PR #1232, opened 2026-04-23
refactor(kafka): reuse superkey producer

dscervantes:
## Summary

- Refactors the superkey Kafka producer to reuse a single long-lived writer instead of creating and destroying one per message
- The previous per-message create/destroy pattern reset the internal round-robin partitioner state, causing all messages to land on the same Kafka partition
- The shared writer is lazily initialized via `sync.Once` and closed during graceful shutdown

RHCLOUD-43917

## Test plan

- [x] All existing Go tests pass (`go test ./...`)
- [x] `go vet ./...` clean
- [x] `gofmt` clean
- [ ] Verify in stage that superkey messages are distributed across partitions (check Kafka consumer group lag per partition)


dehort (changes requested):
I would like to avoid having the `superkeyWriter` as a global.  I see a couple of ways to accomplish this.  While this requires a more significant change, I think it will also make automated testing easier.

What do you think?   What all changes would be required to avoid having the superkeyWriter be a global?

dscervantes (commented):
Thanks for the feedback! I've refactored the superkey producer to remove the global writer.

**What changed:**
- Removed the package-level `superkeyWriter`, `sync.Once`, `getSuperkeyWriter()`, and `CloseSuperkeyProducer()` from `service/superkey.go`
- Added an exported `ProduceSuperkeyMessage` function variable that gets injected from `main.go` — following the same dependency injection pattern the codebase uses for DAO functions
- The Kafka writer is now created and owned by `main.go`, keeping the service package free of global writer state
- Tests can swap `service.ProduceSuperkeyMessage` with a mock function, just like DAO function variables are swapped in existing tests

All tests pass. Let me know if you had a different approach in mind!

dehort (changes requested):
This looks better.  I know how the DAO injects functions using the function variables, but this is not as straightforward / clear as I would like.

What would it look like to move the SuperKey methods to a member function of a struct (SuperKey) and inject the kafka producer into an instance of the struct?  The SuperKey struct should be created in the main startup area of the code.

dscervantes (commented):
Good call — I've moved the superkey methods to a `SuperKeyService` struct and injected the Kafka producer (writer) into the struct instance.

**What changed:**
- Added `SuperKeyService` struct in `service/superkey.go` with a `producer *kafka.Writer` field
- `NewSuperKeyService(producer *kafka.Writer)` constructor
- `SendCreateRequest` and `SendDeleteRequest` are now methods on `*SuperKeyService`
- Removed the `ProduceSuperkeyMessage` function variable
- `SuperKeyService` is created in `main.go` during startup and assigned to `service.SuperKey`
- All callers (`application_handlers.go`, `service/bulk_create.go`, `jobs/superkey.go`) updated to use `service.SuperKey.SendCreateRequest()` / `service.SuperKey.SendDeleteRequest()`

Tests can create a `SuperKeyService` with a test writer, keeping dependency injection clean and explicit.

service/superkey.go
```diff
@@ -1,22 +1,33 @@
...
+// NewSuperKeyService creates a SuperKeyService with the given Kafka producer.
+// The producer should be a long-lived writer so the internal round-robin
+// partitioner distributes messages across all partitions.
+func NewSuperKeyService(producer *kafka.Writer) *SuperKeyService {
+	return &SuperKeyService{producer: producer}
+}
 
-var superkeyTopic = config.Get().KafkaTopic(superkeyRequestedTopic)
+// SuperKey is the shared instance, initialised in main.go during startup.
+var SuperKey *SuperKeyService
```
dehort: This makes the `SuperKey` instance a global.  What about creating the kafka producer and superkey instance in main and injecting the superkey into the methods where it is needed?

I would like to avoid globals where possible.  Injecting components in like this should make writing automated tests easier later on.

dehort (changes requested):

service/superkey.go
dscervantes: Good point — removed the `service.SuperKey` global entirely. The `SuperKeyService` is now created in `main()` and injected into each consumer:

- **Handlers** (`ApplicationCreate`, `BulkCreate`): receive it via a package-level var in `main`, set during server startup alongside the DAO function variables
- **`SendBulkMessages`**: takes `*SuperKeyService` as a direct parameter
- **Background worker**: `jobs.Run()` now accepts the `*SuperKeyService` and stores it for `SuperkeyDestroyJob` to use

The `service` package no longer has any package-level `SuperKey` state — the struct, constructor, and methods are all that remain. Tests can create a `SuperKeyService` with a mock writer and pass it directly.

dscervantes:
Hi @dehort — friendly bump on this PR. All feedback from your May 5 review has been addressed (SuperKey global removed, struct-based DI injected via main). Tests and lints are passing. Would you have a chance to take another look? Thanks!

dehort:
Can the bot handle me making a PR against its PR?  :grin:

hey bot, i'm thinking of an approach that looks like this:
https://github.com/dscervantes/sources-api-go/pull/1

Let's inject the dependencies in and start removing globals.  Hopefully this helps us add more testability in the future.

dscervantes:
Hey @dehort — great approach! I've merged your changes from [dscervantes/sources-api-go#1](https://github.com/dscervantes/sources-api-go/pull/1) into this branch.

The closure-based DI with the `SuperKeyProducer` interface is much cleaner — it eliminates the module-level `superKeySvc` variable entirely, routes dependencies through `setupRoutes`, and gives us a proper mock for tests. Build and `go vet` pass cleanly.

Let me know if you'd like any further adjustments!

dehort:
Bot, we still have a global.  Its in jobs/worker.go.  It is there because the middleware uses the superkeyservice.

The question is why is the delete logic split into being handled in the application_handler.go and the middleware/superkey_destroy.go.  The seems to be spreading the delete logic out into multiple places.  Is that right?  Why?  

Don't make any changes yet.  Am I looking at this correctly?  Wouldn't it make sense to move the delete logic from the middleware and put it into the application_handler.go.  This way the delete logic is more centeralized and maybe it makes it easier to test?

dscervantes:
Great questions — you're reading this correctly. Let me break down the current flow:

### The delete split

**Non-superkey application DELETE:**
1. Request → middleware chain → `SuperKeyDestroyApplication` checks `IsSuperkey(id)` → false → calls `next(c)` → `ApplicationDelete` handler → `service.DeleteCascade(...)` → 204 No Content (immediate DB delete)

**Superkey application DELETE:**
1. Request → middleware chain → `SuperKeyDestroyApplication` checks `IsSuperkey(id)` → true → enqueues `SuperkeyDestroyJob` to valkey → returns 202 Accepted (**handler never runs**)
2. Background worker picks up the job → `sendForApplication()` → `superKeySvc.SendDeleteRequest()` sends a Kafka message to the superkey-worker to tear down the cloud resources (e.g. AWS) → enqueues `AsyncDestroyJob` with a 15-second delay → `AsyncDestroyJob` eventually calls `service.DeleteCascade()` to clean up the DB

So the logic is split because the middleware acts as a gate — superkey deletes need to be async (cloud teardown first, then DB cleanup after a delay), while non-superkey deletes can be immediate.

### Moving delete logic to the handler

Your suggestion makes sense — the handler could check `IsSuperkey(id)` itself:
- Superkey → enqueue destroy job, return 202
- Not superkey → cascade delete, return 204

This would centralize the delete logic and make it more explicit. The same approach would apply to `SourceDelete` too, since `SuperKeyDestroySource` follows the same middleware pattern.

### The `jobs/worker.go` global

`var superKeySvc *service.SuperKeyService` in the jobs package is still a package-level variable, but it's different from the previous `service` package global — it's set once at startup in `Run(shutdown, sks)` and only used by `SuperkeyDestroyJob.sendForApplication()`. The reason it's a package-level var is that jobs are deserialized from JSON (from valkey), so the service can't be injected into the job struct directly.

Possible alternatives:
1. A job runner struct that holds the service and dispatches jobs
2. A `Run`-scoped closure passed into the job

But these would be more significant restructuring. Should I explore one of these approaches, or do you want to focus on centralizing the delete logic in the handler first?

dehort:
Bot, we are already in here.  Let's start cleaning this up.  Step by step.

Build some tests around the SuperKey delete rest api calls.  Test that the DELETE calls handled by the superkey_destroy middleware return the correct response (202 accepted).

Once that is complete, then move the logic from the SuperKeyDestroyApplication and SuperKeyDestorySource from the middleware into the handlers.  Make sure there are tests when doing this.

Make sure this change increases the testability of this logic.  It would be nice to get to a point where we can have tests that verify the handler logic (application delete, source delete, super key application delete, super key source delete) and also have some automated tests around the async super key delete logic.

Make the job runner an interface with an implementation of the interface based on the current code.

dscervantes:
Hey @dehort — I've implemented all the steps you outlined:

### 1. SuperKey delete tests (`superkey_delete_test.go`)
- `TestSuperKeyDeleteApplicationReturns202` — verifies superkey application DELETE returns 202 Accepted
- `TestSuperKeyDeleteSourceReturns202` — same for sources
- `TestNonSuperKeyApplicationDeleteReturns204` — non-superkey goes through cascade delete, returns 204
- `TestNonSuperKeySourceDeleteReturns204` — same for sources
- `TestSuperKeyDeleteApplicationJobContents` — verifies the enqueued job has correct identity/tenant/model
- `TestSuperKeyDeleteApplicationBadId` — bad id returns 400
- `TestSuperKeyDeleteApplicationNotFound` — missing app returns 404

Tests mock `jobs.Enqueue` (function variable) and the DAO layers to run without DB/valkey.

### 2. Moved delete logic from middleware to handlers
- `ApplicationDelete` and `SourceDelete` now check `IsSuperkey(id)` directly
- Superkey → `enqueueSuperKeyDelete()` → 202 Accepted
- Non-superkey → `service.DeleteCascade()` → 204 No Content
- Shared logic extracted to `superkey_handlers.go` (`enqueueSuperKeyDelete`)
- `SuperKeyDestroyApplication`/`SuperKeyDestroySource` middleware removed from route registration

### 3. JobRunner interface (`jobs/runner.go`)
- `JobRunner` interface with `Enqueue(j Job)` method
- `ValkeyJobRunner` struct implementing it (backed by valkey list)
- `jobs.Enqueue` is a function variable defaulting to `ValkeyJobRunner` — tests swap it with a mock

All tests passing. Let me know what you'd like to tackle next!

dehort (approved):
I think this looks like a step in the right direction!

Looks good to me!

PR #1255, opened 2026-06-12
Rhcloud-48159 mitigation

bonscji1:
mitigate know vulnerabilities, change go-version to go-version-file


Dockerfile
```diff
@@ -3,6 +3,10 @@ WORKDIR /build
 
 RUN dnf --assumeyes --disableplugin=subscription-manager install go
 
+#This was added to use never patch 1.26.4 required by mitigations,
+#it is safe to remove if go-toolset has correct version for our build
+ENV GOTOOLCHAIN=go1.26.4+auto
+
```
dehort: I think let's remove this for now and use golang 1.26.3 as that is what ships with the latest release of the ubi9 image.

go.mod
```diff
@@ -1,6 +1,6 @@
 module github.com/RedHatInsights/sources-api-go
 
-go 1.25.0
+go 1.26.4
```
dehort: Let's use golang 1.26.3 for now as that is what ships with the latest release of the ubi9 image.

dehort (changes requested):
Let's move to golang 1.26.3 to match what is on the latest ubi9 image.  I think that should fix our high/critical issues.

You can view the vulnerabilities per image here: https://quay.io/repository/redhat-user-workloads/hcc-integrations-tenant/sources/sources-api

dehort (approved):
Looks good to me!

PR #1257, opened 2026-06-22
Add Procedure to remove obsolete auth 

bonscji1:


dscervantes:
In line 36-39  and line 44-46 we have to full table scans when I think we can scan once. I think we can fix it by using the potgreSQL returning clause 
`  WITH deleted AS (
      DELETE FROM authentications
      WHERE authtype = 'notifications-basic-authentication'
      RETURNING id
  )
  SELECT ARRAY_AGG(id), COUNT(*)
  INTO deleted_ids_array, deleted_count
  FROM deleted;
`
Everything else looks good to me, I would just need to ask someone else for a pass before Merging it in!

dehort (changes requested):
Instead of putting this in a stored-procedure, what do you think about making it into a psql script (similiar to [1]) that is run as a clowder job [2]?

Clowder jobs run when the application gets deployed.  We could add the script to the repo, add the job to the deploy/clowdapp.yml, then push the change out to stage and prod, then remove the job and script once its no longer needed.

I feel like db migrations and stored-procedures are not the right place for one-off cleanup jobs.

I'd be happy to hop on a call and discuss, walk you through my idea, etc.  Let me know what you think!



[1] https://github.com/RedHatInsights/payload-tracker-go/blob/master/deployments/clowdapp.yml#L121
[2] https://inscope.corp.redhat.com/catalog/default/component/clowder/docs/usage/jobs/#job-and-cronjob-support

bonscji1:
Lets schedule a call then and discuss this, i would love to hear more about your proposed approach.

PR #1332, opened 2026-08-11
Add application subresource to REST filter parsing

dscervantes:
## Summary
- The REST middleware `parseFilter` only recognized `source_type` and `application_type` as subresources, missing `application`
- When the UI sends `filter[application][application_type_id]=1`, the middleware misparsed it as a column filter on `application`, which then failed the column allowlist check introduced in #1329, returning a 400 error
- This caused the UI to crash with `TypeError: can't access property "filter", e is undefined` because it received an error response where it expected data

## Test plan
- [ ] Verify `filter[application][application_type_id][eq]=1` correctly parses as a subresource filter
- [ ] Verify existing source_type and application_type subresource filters still work
- [ ] Verify the UI can filter sources by application without errors

### DIFF
--- a/middleware/filtering.go
+++ b/middleware/filtering.go
@@ -39,8 +39,7 @@ func parseFilter(c echo.Context) ([]util.Filter, error) {
 			}
 
 			// matching filter[subresource][field][operation]
-			// we only support filtering on source type/application type
-			if matches[1][0] == "source_type" || matches[1][0] == "application_type" {
+			if matches[1][0] == "source_type" || matches[1][0] == "application_type" || matches[1][0] == "application" {
 				filter = util.Filter{
 					Subresource: matches[1][0],
 					Name:        matches[2][0],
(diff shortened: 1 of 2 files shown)


dehort:
@dscervantes is this the correct way to call/test this?

  GET /sources?filter[application][application_type_id][eq]=1

It looks like i'm getting a 500 error.

dscervantes:
@dehort Yes, that's the correct format! GET /sources?filter[application][application_type_id][eq]=1 should work.

The 500 error is unexpected - the application subresource support was already implemented in the DAO layer (dao/filtering.go:149-159), this PR just adds it to the middleware's allowed list.

Could you share the error logs from the 500? That would help debug what's happening. A few things to check:

1. GORM relationship: The Source model does have Applications []Application defined, and the filter uses Joins("Applications") - but the join might need to be plural vs singular
2. Test data: Make sure there are sources with applications in your test environment
3. Database state: The join might be failing if there's a schema mismatch

If you can paste the stack trace, I can investigate further. The unit test in middleware/filtering_test.go:169 passes, so the parsing is correct - this looks like a runtime issue in the query execution.

PR #1368, opened 2016-03-08
Add a way to specify custom collection option lookup key for i18n

doits:
A custom key can specified with `config.i18n_options_scope`:

    config.i18n_options_scope = lambda { |i18n_scope| "#{i18n_scope}.options" }

The default (above) returns `simple_form.options` - like it was always
before. But I can no easy override the `options` key like this:

    config.i18n_options_scope = lambda { |i18n_scope| "#{i18n_scope}.other" }

In addition, if I want it to be somewhere else outside the regular
`i18n_scope`, I can do:

    config.i18n_options_scope = lambda { |_| 'where.ever.i.want' }

This gives total flexibility where simple_form looks up translations of
collection options.

The current version always wants the config to be a `lambda`. One could
rewrite the implementation to work with a simple string
(`config.i18n_options_scope = 'where.ever.i.want`) if we want to give
the user total ease of defining the scope in case the scope does not
depend on the `i18n_scope`. Or the implementation could be that in case
of a single string the `i18n_scope` is automatically prepended, for
example:

    config.i18n_options_scope = 'where.ever.i.want'

... means to look up under `simple_form.where.ever.i.want`. But for
explicitness sake requiring it to be a `lambda` always might be the
better choice (but I'm open to changes).

### DIFF
--- a/lib/simple_form.rb
+++ b/lib/simple_form.rb
@@ -202,6 +202,10 @@ See https://github.com/plataformatec/simple_form/pull/997 for more information.
   mattr_accessor :i18n_scope
   @@i18n_scope = 'simple_form'
 
+  # Where to look for translation of collection options
+  mattr_accessor :i18n_options_scope
+  @@i18n_options_scope = lambda { |i18n_scope| "#{i18n_scope}.options" }
+
   # Retrieves a given wrapper
   def self.wrapper(name)
     @@wrappers[name.to_s] or raise WrapperNotFound, "Couldn't find wrapper with name #{name}"
--- a/lib/simple_form/inputs/base.rb
+++ b/lib/simple_form/inputs/base.rb
@@ -169,7 +169,7 @@ module SimpleForm
       #            email: 'E-mail.'
       #
       #  Take a look at our locale example file.
-      def translate_from_namespace(namespace, default = '')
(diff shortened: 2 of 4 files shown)


doits:
@plataformatec - any chance for a review/comment?

lucasmazza:
@doits sorry for the delay - what's the motivation behind this new configuration? Isn't the default i18n scope enough for your application? Would love to know more about to see if we should merge this or if the default behavior should be enough.

doits:
It is simple: I am using some other libraries that work with and lookup translations of collection values. So I already have defined them at a different namespace (in my case called `activerecord.attribute_values` - library name agnostic) and do not want to define them again but make simple form use them.

I could work round this if there was a way to set translations during runtime, something like:

```
I18n.available_locales.each do |loc|
  I18n.store_translation("#{loc}.simple_form.options", I18n.t("#{loc}.activerecord.attribute_values"))
end
```

This could be in an initializer and all was good. Do you maybe know a way to do something like this? Then this PR would be superfluous.

doits:
I think I found a solution to do it with `I18n.backend.store_translations`. So this can be closed unless `store_translations` does not work - will reopen it then.

PR #1369, opened 2016-03-10
Spaces between labels and checkboxes for Twitter Bootstrap 4

woto:


rafaelfranca:
Thank you for the pull request. We avoid to change Simple Form code to add support to any framework. Is not possible to add this same space with the wrapper API or even with CSS?

woto:
Hi, i don't know for now. I foresaw this answer :), just pointed to this issue. May be somebody will find better solution.

xijo:
@rafaelfranca What about joining with `"\n"` instead? It solves the problem, but does not introduce unnecessary "visible" characters.

m5o:
additional styling could be a workaround:

```scss
// vertical form
.form-check {
  > .collection_check_boxes,
  > .collection_radio_buttons {
    @extend .form-check-label;
    // fix missing space between input & label
    margin-right: .265625rem;
  }
}
```

rafaelfranca:
I think it is fine to add the space by default. Can someone add tests and update this branch?

m5o:
Yes, it would be useful. 
Currently this is patched by CSS adding margin to the `check_boxes` / `radio_buttons`

🔗  [`_form_collection_label.scss#L6-L7`](https://github.com/rafaelfranca/simple_form-bootstrap/blob/master/app/assets/stylesheets/simple_form-bootstrap/_form_collection_label.scss#L6-L7)
:link: [`_form_collection_label.scss#L16-L17`](https://github.com/rafaelfranca/simple_form-bootstrap/blob/master/app/assets/stylesheets/simple_form-bootstrap/_form_collection_label.scss#L16-L17)

feliperenan:
I tried to reproduce this issue on https://github.com/rafaelfranca/simple_form-bootstrap but I couldn't. I didn't see the difference and, pointing that project to use this branch the issue is still there if I remove the styles mentioned by @m5o. Could someone help me with that?

Also, I realized that this patch only fixes the boolean inputs, checkbox and radio buttons that are `:nested`. Should it be applied to inputs that are `:inline` as well?

m5o:
I've tried to point this branch to latest `simple_form-bootstrap` without success. It seems so outdated with current `simple_form` master. So I've patched the changes into my local `gems/simple_form-4.1.0/` source and can confirm @feliperenan findings, the `" "` or any other string I've tested is exposed to the view. So I've reverted the changes.

#### Status quo

The following gif shows the view toggle between bootstrap and simple_from markup in Chrome v72. The css fix (`margin-right: .265625rem;`) is **not** applied.
simple_form-inline

If, for example, you select the bootstrap markup you could literally see the `space character` between the inline check boxes. ☝️The space is after, not between.

screenshot 2019-01-30 at 12 52 02

#### Progress

If there is a patch needed, then how the inline radio and checkboxes are concatenated. And I think the solution is not a space between the checkbox and the label. 

If you take a look at the raw source code of `simple_form` inline radio collection. The whole `fieldset` html source is concatenated without a space or newline between. If you add a newline or space character before the `<div class="form-check form-check-inline">` element it will become visually equal to the bootstrap output.

```html
<!-- space -->
[…]<label class="collection_check_boxes" for="user_fruit_apple">Apple</label></div> <div class="form-check form-check-inline">[…]
```

###### newline
screenshot 2019-01-30 at 13 17 52

I don't know if I'm right, hope this feedback helps somehow. ✌️ 

🚀 With or without a space, I guess this will not bring `simple_form` forward. If you look at the other css workarounds that are needed to radio and checkboxes it would be more important to allow customize the currently fixed css classes by simple_form. eg. (`.radio_buttons` / `.check_boxes` / `.collection_radio_buttons` / `.collection_check_boxes`)

feliperenan:
@m5o According to the gif that you've shown, I'm not sure if we are facing the same problem.

* Form without this patch [`_form_collection_label.scss#L6-L7`](https://github.com/rafaelfranca/simple_form-bootstrap/blob/master/app/assets/stylesheets/simple_form-bootstrap/_form_collection_label.scss#L6-L7)

image


Even adding an empty string between the label and radio button, we'll face the same issue.

I noticed that we are not using the class `form-check-label`, and I think that's the issue. Digging into Simple Form code, I realized that we have `item_label_class` option, but we use this attribute only when checkboxes and/or radio buttons are `:nested`. We never use it when they are `:inline`.

https://github.com/plataformatec/simple_form/blob/7cbedde3de8501946fb85e5e8a7ecb767fb5c0ff/lib/simple_form/tags.rb#L19

Issue related: https://github.com/plataformatec/simple_form/issues/1628#issuecomment-452304605

I think that with we be able to set `item_label_class` for :inline checkboxes / radio buttons as well we solve this issue. Does it make sense?

m5o:
You probably also removed line 5 of [`_form_collection_label.scss#L5`](https://github.com/rafaelfranca/simple_form-bootstrap/blob/master/app/assets/stylesheets/simple_form-bootstrap/_form_collection_label.scss#L5), the `@extend .form-check-label;` is fixing the vertical miss alignment of the radio. 😉

The `item_label_class` option for inline collections is definitely useful and will help reduce css workarounds. 👍

feliperenan:
> You probably also removed line 5 of _form_collection_label.scss#L5, the @extend .form-check-label; is fixing the vertical miss alignment of the radio. 

Ohh, you are right 🙈.

So, I'm gonna close this PR. Thanks for the help 🎉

########

* Task instructions:
Scan the data for lines containing "markup" and copy all of them.

* Exercise output:
The following gif shows the view toggle between bootstrap and simple_from markup in Chrome v72. The css fix (`margin-right: .265625rem;`) is **not** applied.
If, for example, you select the bootstrap markup you could literally see the `space character` between the inline check boxes. ☝️The space is after, not between.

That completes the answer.